Studi yang disarankan mengusulkan sistem penginderaan fluoresensi imunoassay sederhana dan ultrasensitif baru berdasarkan CQD yang didekorasi dengan nanokomposit ZnO untuk menentukan penanda tumor CYFRA 21-1 dalam serum manusia. Jeruk lemon pericarp digunakan sebagai prekursor karbon untuk menurunkan CQD menggunakan kondisi hidrotermal. Selain itu, digunakan sebagai agen pereduksi dan penstabil untuk sintesis nanokomposit ZnO terkonjugasi CQD. Nanokomposit CQDs/ZnO yang telah disiapkan diimobilisasi oleh antibodi monoklonal BM 19.21 (mAb) non-konjugasi dan sumur mikrotiter dilapisi dengan antibodi monoklonal KS 19.1 lainnya untuk membentuk sistem imunosensing sandwich capping.
Metode
Instrumen
Spektrofotometri spektrofotometri dari kedua CQD serta nanokomposit CQDs/ZnO direkam menggunakan spektrofotometer Ultrospec 2100-Biochrom (Biochrom Ltd., Cambium, Cambridge, UK). Morfologi permukaan dan distribusi ukuran partikel dari CQD yang disintesis hijau dan nanokomposit CQDS/Zn dievaluasi menggunakan mikroskop elektron transmisi (TEM) instrumen model JEOL 1200EX (JEOL Ltd., Freising, Jerman) dan mikroskop elektron pemindaian (SEM) model JSM-7610F (JEOL, AS). Fluoresensi dan spektrum inframerah transformasi Fourier (FT-IR) dari sistem imunosensing yang disarankan diperiksa menggunakan pembaca multi-mode Biotek Synergy H1 (Biotek, Tokyo, Jepang) dan spektrofotometer FT-IR Perkin Elmer (PerkinElmer Ltd., Yokohama, Jepang) , masing-masing. Spektrum Raman, spektroskopi fotoelektron sinar-X (XPS) dan pola difraksi serbuk sinar-X (XRD) diukur menggunakan spektrometer mikro-Raman (CRAIC Technologies, CA, USA), sistem spektroskopi sinar-X Kratos Axis Ultra (Kratos Analytical Ltd. , Manchester, Inggris) dan difraktometer Siemens D-5000 (Siemens, Erfurt, Jerman).
Bahan Kimia dan Reagen
Instrumen SG-2000-10090 (Barsbuttel, Jerman) digunakan untuk memperoleh air deionisasi yang digunakan di seluruh eksperimen. CYFRA 21-1-non-conjugated monoclonal antibodi (mAb) BM 19.21 dan KS 19.1 untuk membentuk sistem immunosensing sandwich capping diperoleh dari Abcam (Cambridge, UK). Lemon jeruk buah-buahan dipasok oleh pasar lokal. Phosphate-buffered saline (PBS) pH = 7.4 dibuat menggunakan natrium klorida, kalium klorida, natrium hidroksida, monopotassium fosfat, dan dinatrium fosfat (BHD Ltd. Co. Poole, UK). Randox Laboratories (Irlandia Utara-Inggris) dengan ramah menyediakan serum normal komersial. Sampel darah acak dikumpulkan dari sukarelawan sehat, dan sebelum memulai penelitian ini, persetujuan telah diperoleh. Lebih lanjut, Sigma-Aldrich (Hamburg, Jerman) memasok kadar murni karbodiimida hidroklorida (EDC) dan N-hidroksisuksinimida (NHS). Komite etik penelitian di King Saud University, KSA (KSU-REC-002-E, 2019) menyetujui penelitian tersebut.
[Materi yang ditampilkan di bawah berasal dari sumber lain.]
PR #443, opened 2024-08-13
Add ShutdownStickyTaskQueue internal API

lina-temporal:
**What changed?**
- Adds the ShutdownStickyTaskQueue API. 

**Why?**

Preparasi Hidrotermal Hijau dari Carbon Quantum Dots (CQD)
Lemon jeruk pericarp digunakan untuk mensintesis CQD dalam kondisi hidrotermal. Sekitar 20 g jeruk nipis pericarp dan 200 mL air deionisasi dipindahkan ke labu bulat dan direfluks pada 100 ° C di bawah pengadukan magnet terus menerus selama 6 jam. Setelah pendinginan hingga suhu kamar, ekstrak yang dihasilkan disentrifugasi pada 3500 rpm dan 20 mL larutan yang diekstraksi atas diautoklaf dan dipanaskan dalam kondisi hidrotermal dalam kisaran suhu dari 100 hingga 200 °C untuk interval 6-120 h yang berbeda. Setelah didinginkan hingga suhu kamar, cairan atas mewakili CQD (Skema 1).
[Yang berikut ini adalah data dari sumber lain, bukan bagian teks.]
PR #445, opened 2024-08-19
Clarify workflow metadata interaction sort order

cretz:
**What changed?**

Clarified sort order for workflow interactions on workflow metadata


Sushisource (approved):
Maybe worth saying alphabetically just to be extra clear

bergundy (approved):

PR #447, opened 2024-08-20
Add task polling data to task responses

Sushisource:
**What changed?**
Add some additional information to polling responses about the task queue 

## Outcome of discussion w/ @ShahabT and @dnr 
Initially I would've liked `TaskQueueStats` to be returned on every poll response. This appears to be too much from both a performance and complexity perspective initially because regularly updating and distributing aggregated data across partitions would require more frequent internal RPCs, and would require them to go in a direction they don't currently (from sub-partition -> root rather than just the other way around).

The alternative is to have SDK acquire that data via `DescribeTaskQueue`. Calling that very frequently would also be problematic, since there is an RPS limit per-namespace.

The landed on middle ground, which is low complexity but ought to be reasonably efficient, is to include `TaskQueueStats` in the response whenever a poll hits the root partition, where it is readily available. If the SDK has not seen such a response in some reasonable TTL (~seconds), then it will call `DescribeTaskQueue` in order to have an updated view. In practice, it should be fairly unlikely for a worker with a reasonable number of pollers to somehow miss root, and low-traffic queues are also more likely to forward to the root to see if there is a task. Since the desired outcome SDK side is to only have a low number of pollers when there's low traffic, that should work out.

**Why?**
This will allow poller auto-tuning to have an idea of if it should be increasing the number of pollers because most matches are not sync (possibly in conjunction w/ a backlog hint)

If we are making sync matches, then we can reduce the number of pollers once the wait duration starts to exceed some threshold.

It can also inform the SDK what the minimum latency is when polling, since if we didn't make a sync match, then we were pulling something out of the backlog and delivered a task roughly as quickly as is possible.

The task queue stats info is useful to help to decide how quickly pollers should be ramped up, if at all.

**Breaking changes**
nope

**Server PR**
Will make one assuming we're OK with this add.

### DIFF
--- a/temporal/api/taskqueue/v1/message.proto
+++ b/temporal/api/taskqueue/v1/message.proto
@@ -258,3 +258,18 @@ message TimestampedCompatibleBuildIdRedirectRule {
     CompatibleBuildIdRedirectRule rule = 1;
     google.protobuf.Timestamp create_time = 2;
 }
+
+// Data attached to successful poll responses (for any task type) which the SDK can use to optimize its polling
+// strategy.
+message TaskResponsePollingData {
+    // Set to true if the returned task was a result of a sync match.
+    bool was_sync_match = 1;
+    // Set to the amount of time a poll call waited for a task to be available. This value is allowed to be unset
+    // if the match was not sync. It is useful to help the SDK understand if it may reduce the number of pollers, since
+    // any substantial wait time here means the backlog is drained, and poll calls are idling waiting for tasks.
+    google.protobuf.Duration time_poller_waited = 2;
+    // See `TaskQueueStats`. This field is only set if the poll hit the root partition, where the data is readily
+    // available. SDKs should cache this data, and explicitly refresh it with a call to `DescribeTaskQueue` if some
+    // TTL has expired.
+    TaskQueueStats stats = 3;
+}
--- a/temporal/api/workflowservice/v1/request_response.proto
+++ b/temporal/api/workflowservice/v1/request_response.proto
@@ -315,6 +315,10 @@ message PollWorkflowTaskQueueResponse {
     map<string, temporal.api.query.v1.WorkflowQuery> queries = 14;
     // Protocol messages piggybacking on a WFT as a transport
     repeated temporal.api.protocol.v1.Message messages = 15;
+    // This field is set if the task was delivered as a result of a sync match, and it is set to the
+    // amount of time we waited to make such a match. If the task was delievered from the blacklog,
+    // then the field is unset.
+    google.protobuf.Duration sync_match_wait_duration = 16;
 }
 
 message RespondWorkflowTaskCompletedRequest {
@@ -447,6 +451,10 @@ message PollActivityTaskQueueResponse {
     // (or not) during activity scheduling. The service can override the provided one if some
     // values are not specified or exceed configured system limits.
     temporal.api.common.v1.RetryPolicy retry_policy = 17;
+    // This field is set if the task was delivered as a result of a sync match, and it is set to the
+    // amount of time we waited to make such a match. If the task was delievered from the blacklog,
+    // then the field is unset.
+    google.protobuf.Duration sync_match_wait_duration = 18;
 }
 
 message RecordActivityTaskHeartbeatRequest {
@@ -1588,6 +1596,10 @@ message PollNexusTaskQueueResponse {
     bytes task_token = 1;
     // Embedded request as translated from the incoming frontend request.
     temporal.api.nexus.v1.Request request = 2;
+    // This field is set if the task was delivered as a result of a sync match, and it is set to the
+    // amount of time we waited to make such a match. If the task was delievered from the blacklog,
+    // then the field is unset.
+    google.protobuf.Duration sync_match_wait_duration = 3;
 }
 
 message RespondNexusTaskCompletedRequest {
--- a/temporal/api/workflowservice/v1/request_response.proto
+++ b/temporal/api/workflowservice/v1/request_response.proto
@@ -315,10 +315,9 @@ message PollWorkflowTaskQueueResponse {
     map<string, temporal.api.query.v1.WorkflowQuery> queries = 14;
     // Protocol messages piggybacking on a WFT as a transport
     repeated temporal.api.protocol.v1.Message messages = 15;
-    // This field is set if the task was delivered as a result of a sync match, and it is set to the
-    // amount of time we waited to make such a match. If the task was delievered from the blacklog,
-    // then the field is unset.
-    google.protobuf.Duration sync_match_wait_duration = 16;
+    // See `TaskResponsePollingData`
+    // NOTE: Not yet implemented. Update this docstring when released with version.
+    temporal.api.taskqueue.v1.TaskResponsePollingData task_response_data = 16;
 }
 
 message RespondWorkflowTaskCompletedRequest {
@@ -451,10 +450,9 @@ message PollActivityTaskQueueResponse {
     // (or not) during activity scheduling. The service can override the provided one if some
     // values are not specified or exceed configured system limits.
     temporal.api.common.v1.RetryPolicy retry_policy = 17;
-    // This field is set if the task was delivered as a result of a sync match, and it is set to the
-    // amount of time we waited to make such a match. If the task was delievered from the blacklog,
-    // then the field is unset.
-    google.protobuf.Duration sync_match_wait_duration = 18;
+    // See `TaskResponsePollingData`
+    // NOTE: Not yet implemented. Update this docstring when released with version.
+    temporal.api.taskqueue.v1.TaskResponsePollingData task_response_data = 18;
 }
 
 message RecordActivityTaskHeartbeatRequest {
@@ -1596,10 +1594,9 @@ message PollNexusTaskQueueResponse {
     bytes task_token = 1;
     // Embedded request as translated from the incoming frontend request.
     temporal.api.nexus.v1.Request request = 2;
-    // This field is set if the task was delivered as a result of a sync match, and it is set to the
-    // amount of time we waited to make such a match. If the task was delievered from the blacklog,
-    // then the field is unset.
-    google.protobuf.Duration sync_match_wait_duration = 3;
+    // See `TaskResponsePollingData`
+    // NOTE: Not yet implemented. Update this docstring when released with version.
+    temporal.api.taskqueue.v1.TaskResponsePollingData task_response_data = 3;
 }
 
 message RespondNexusTaskCompletedRequest {
--- a/openapi/openapiv2.json
+++ b/openapi/openapiv2.json
@@ -8942,9 +8942,9 @@
           "$ref": "#/definitions/v1RetryPolicy",
           "description": "This is the retry policy the service uses which may be different from the one provided\n(or not) during activity scheduling. The service can override the provided one if some\nvalues are not specified or exceed configured system limits."
         },
-        "syncMatchWaitDuration": {
-          "type": "string",
-          "description": "This field is set if the task was delivered as a result of a sync match, and it is set to the\namount of time we waited to make such a match. If the task was delievered from the blacklog,\nthen the field is unset."
+        "taskResponseData": {
+          "$ref": "#/definitions/v1TaskResponsePollingData",
+          "description": "See `TaskResponsePollingData`\nNOTE: Not yet implemented. Update this docstring when released with version."
         }
       }
     },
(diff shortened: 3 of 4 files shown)


temporal/api/workflowservice/v1/request_response.proto
```diff
@@ -313,6 +313,10 @@ message PollWorkflowTaskQueueResponse {
     map<string, temporal.api.query.v1.WorkflowQuery> queries = 14;
     // Protocol messages piggybacking on a WFT as a transport
     repeated temporal.api.protocol.v1.Message messages = 15;
+    // This field is set if the task was delivered as a result of a sync match, and it is set to the
+    // amount of time we waited to make such a match. If the task was delievered from the blacklog,
+    // then the field is unset.
+    google.protobuf.Duration sync_match_wait_duration = 16;
```
cretz, line 319: I wonder if we should break this off into `temporal.api.taskqueue.v1.TaskQueuePollInfo` or something. Any expectation of more information? I was under the impression that backlog hint was only useful in certain situations (something about being partition specific or something) so maybe the newer backlog info can be in this type too assuming it's very quick to access.

Sushisource: I'm happy with that idea yes. We may also add `TaskQueueStats` to this

dnr: I like the idea of encapsulating these in a message also, with clear semantics that the whole bunch are optional hints that SDKs can use to control polling and aren't good for much else.

dnr: Also as mentioned separately, I think separating wait time from a sync match flag makes more sense, even if a non-sync match would generally return immediately since it means there was a task in a backlog.

Sushisource: Upgraded w/ dedicated message & task queue stats per discussion

temporal/api/taskqueue/v1/message.proto
```diff
@@ -257,4 +257,19 @@ message TimestampedBuildIdAssignmentRule {
...
+    // Set to true if the returned task was a result of a sync match.
+    bool was_sync_match = 1;
+    // Set to the amount of time a poll call waited for a task to be available. This value is allowed to be unset
+    // if the match was not sync. It is useful to help the SDK understand if it may reduce the number of pollers, since
+    // any substantial wait time here means the backlog is drained, and poll calls are idling waiting for tasks.
+    google.protobuf.Duration time_poller_waited = 2;
+    // See `TaskQueueStats`. This field is only set if the poll hit the root partition, where the data is readily
+    // available. SDKs should cache this data, and explicitly refresh it with a call to `DescribeTaskQueue` if some
+    // TTL has expired.
+    TaskQueueStats stats = 3;
```
cretz, line 274: Can I get confirmation from server team that this information is available at no real extra cost at poll completion time?

cretz, line 274: Hrmm, I wonder a bit about this. I wasn't expecting SDKs to call describe task queue ever, only users. Is there information in here to drive decisions that we need?

cretz: Hrmm, can the poller scaling decisions be done without changing SDKs to add new describe task queue calls? Or is it a strong requirement at this point?

Sushisource: What's the concern here? Nothing is, strictly speaking, required - we could not do poller scaling at all, but the information is helpful in making those decisions. I already had some discussion with server folks about the load making this call would add and that's all fine.

cretz: The concern I think is adding the confusing results to the poll (we already got bit by this with backlog hint where it was confusing for everyone what it meant and when the data was accurate). Also there is the concern of adding logic burden on the workers to now start making additional, separate out of band calls beyond polling to support polling. I was hoping the poller scaling could work with the calls the worker already makes and if it needs more info, put the burden on the centralized part (i.e. server) to provide it as part of the calls already being made or acknowledge that we may need to work with limited information.

Sushisource: Yes, as mentioned I would've preferred that too but @ShahabT and @dnr explained that it was likely to cause more overall load than periodically calling describe, which is not all that difficult. Plus, this API does not _require_ things to work that way forever. This field could be always populated, later, if we are able to make that improvement.

cretz: Makes sense. So the remaining outstanding question is if this stats information is _that_ necessary for polling scaling decisions. Is it acceptable to have a more naive poller scaler that operates on the other two fields and not these stats? I wonder if we can implement that and come back and add this whole stats fetching mechanism to workers if it's the naive way is not good enough.

Sushisource: Well, we will see. That was my inclination as well but in talks with Max he was quite convinced it would be important to make use of the extra info. The good news is if I don't need to make the call nothing in this API is going to need to change, since sending this info on responses is very cheap. It may work out that the root partition is hit frequently enough that the periodic call is never necessary.

Quinn-With-Two-Ns: How is the worker expected to know the number of partitions on start up? To make sure we hit the root partition often we need to have at least number of partition number of pollers right? Do we need to make another call on start up

Sushisource: It's not - see the bit from the description for why I think that's unlikely to matter though:
> In practice, it should be fairly unlikely for a worker with a reasonable number of pollers to somehow miss root, and low-traffic queues are also more likely to forward to the root to see if there is a task. Since the desired outcome SDK side is to only have a low number of pollers when there's low traffic, that should work out.

And, if we connect and immediately see a backlog, well, then we're going to quickly add more pollers. 

There is some hesitation around exposing the number of partitions in the API from the server team, understandably, since it's an implementation detail that ideally we wouldn't need to know about externally. Even if we did know it, I think it's really desirable to be able to scale below that number too, since many many users are spending most of their time idle and minimizing the number of idling poll RPCs is a good thing.

It could make sense for an initial value on startup, though, and I actually almost had added that to the PR as `suggested_minimum_pollers` which could maybe instead be `suggested_initial_pollers`... but I think we can always add it later if it turns out that we aren't getting what we need on startup frequently enough.

Quinn-With-Two-Ns: Yeah I read the description, it wasn't clear how a worker knew what a "a reasonable number of pollers" is on startup because my understanding was the number is related to the number of partitions. I can understand the desire to not expose this to workers for cloud.

Quinn-With-Two-Ns: Yeah I read the description, it wasn't clear how a worker knew what a "a reasonable number of pollers" is on startup because my understanding was the number is related to the number of partitions. I can understand the desire to not expose this to workers for cloud.

Quinn-With-Two-Ns (approved):

temporal/api/taskqueue/v1/message.proto
cretz: > That was my inclination as well but in talks with Max he was quite convinced it would be important to make use of the extra info. 

Hrmm, I wonder if we should detail the poller scaling algorithm with or without this info present to understand its use (or maybe we already have).

> The good news is if I don't need to make the call nothing in this API is going to need to change, since sending this info on responses is very cheap

And not putting this info or even having the field in the API is cheaper/easier 😁 That's my only concern, is we're adding a field with a bit of confusing semantics and with new worker expectations, where the other option is not to add it.

Overall, if we know the poller scaling needs this new IMO-confusing field, ok. But if we don't know yet, would like to err on the side of not having the field.

cretz (approved):
Approving, but still a bit concerned w/ the new stats field and its necessity. Also concerned with whether workers need this new out-of-band RPC to drive poller scaling.

I think we should try simple poller scaling before adding these advanced machinations around task queue stats.

temporal/api/taskqueue/v1/message.proto
ShahabT: I agree with @cretz in that if we are not sure we need the stats we should not add it. My reason being even sending this info only for root partition polls is not free, server would still need to periodically call all the partitions and aggregate the stats and cache them in the root partitions.

temporal/api/taskqueue/v1/message.proto
```diff
@@ -257,4 +257,19 @@ message TimestampedBuildIdAssignmentRule {
...
+
+// Data attached to successful poll responses (for any task type) which the SDK can use to optimize its polling
+// strategy.
+message TaskResponsePollingData {
+    // Set to true if the returned task was a result of a sync match.
+    bool was_sync_match = 1;
+    // Set to the amount of time a poll call waited for a task to be available. This value is allowed to be unset
+    // if the match was not sync. It is useful to help the SDK understand if it may reduce the number of pollers, since
+    // any substantial wait time here means the backlog is drained, and poll calls are idling waiting for tasks.
+    google.protobuf.Duration time_poller_waited = 2;
```
dnr, line 270: I'd call it `poll_wait_time` or even just `wait_time`

temporal/api/taskqueue/v1/message.proto
```diff
@@ -257,4 +257,19 @@ message TimestampedBuildIdAssignmentRule {
 message TimestampedCompatibleBuildIdRedirectRule {
     CompatibleBuildIdRedirectRule rule = 1;
     google.protobuf.Timestamp create_time = 2;
+}
+
+// Data attached to successful poll responses (for any task type) which the SDK can use to optimize its polling
+// strategy.
```
dnr, line 263: Maybe to head off potential confusion, add a comment like "Don't assume the accuracy of this data for any purpose other than poller scaling."

temporal/api/taskqueue/v1/message.proto
dnr: I don't think we need to talk about calling DescribeTaskQueue, or call it. If we're polling fairly frequently, then we'll hit the root and get the data. If we're not, then there's no tasks and no reason to scale pollers. Let's just say the SDK can make use of this field when it's provided, and do without it if it's missing.

dnr (approved):
As usual, please wait to merge until we have a server impl, since we usually discover things to tweak in the process of implementing

temporal/api/taskqueue/v1/message.proto
cretz: That workers won't be expected to call `DescribeTaskQueue` definitely alleviates one of my concerns. But it alludes to another - we don't know what we want workers to do yet it sounds like. Maybe we can even use this field's proto doc to define worker poller behavior. Or maybe, since it sounds like this is an optional field and poller scaling needs to work well without it, we can do poller scaling and come back and add this field and associated optimizations.

Sushisource: I've been writing some pseudocode for the algorithm that's nearly complete. I'm quite sure I want this data, and delivering it in the field is cheap. It's likely to be present often enough to be useful. I don't really see the cost of having it here as problematic at all.

More specifically, it's very useful in knowing when to scale down pollers. Which fits perfectly with this bit that is mentioned earlier but David writes clearly:

>If we're polling fairly frequently, then we'll hit the root and get the data. If we're not, then there's no tasks and no reason to scale pollers.

So we're going to get that data when we most need it.

cretz: :+1: So the docs make clear that it may not appear, but per what @dnr put a few messages up in this thread, can we remove the part about expecting SDKs to call describe task queue to get this info?

@ShahabT - can you expand on what you mean by aggregate-and-cache? How out of date might this value be compared to a regular describe call?

ShahabT: For the stats to reflect the whole task queue, and not only the root partition itself, we need to fan-out to all partitions and get their stats (via internal `DescribeTaskQueuePartition` API), aggregate all of them, and return the aggregated value. This is what Enhanced DescribeTaskQueue does.

Now, if we're to send such stats in the root partition's poll response, this fan-out and calling of `DescribeTaskQueuePartition` API should happen constantly (as opposed to now that it happens only when DescribeTaskQueue is called).

To manage the load, server would have to add caching in the root partition to limit the fan-out frequency (say to once per second).

It's not something that we cannot manage, but it is not free either.

Sushisource:
Leaving as an FYI here: I started the server work but it's likely I won't get back to it for a bit b/c of other Replay-related priorities, so this might have to sit for a bit.

Sushisource:
Superseded by https://github.com/temporalio/api/pull/553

Sintesis hijau CQD menggunakan Citrus lemon pericarp ke larutan CQD fluoresen dan bola karbon
Untuk menyiapkan nanokomposit CQDs/ZnO, reaksi reduksi kimia sederhana dilakukan dengan menggunakan CQD sebagai zat pereduksi dan penstabil. CQDs/ZnO nanokomposit diperoleh dengan menambahkan 20 mL CQD ke 50 mL 5.0 × 10
−2
mol L
−1
seng asetat pada 60 °C di bawah pengadukan terus menerus selama 10 min. Ketika warna campuran berubah dari kekuningan menjadi krem, campuran didiamkan selama 30 menit untuk menyelesaikan proses reduksi dan disimpan pada suhu 4 °C. Untuk memastikan stabilitas dan memeriksa aglomerasi nanokomposit CQDs/ZnO yang telah disiapkan, spektrometri UV-Vis digunakan untuk merekam absorbansi dalam 20 hari pada 390 nm. Hasil hasil menunjukkan stabilitas tinggi dan tidak ada perubahan signifikan dalam absorbansi nanokomposit CQDs/ZnO.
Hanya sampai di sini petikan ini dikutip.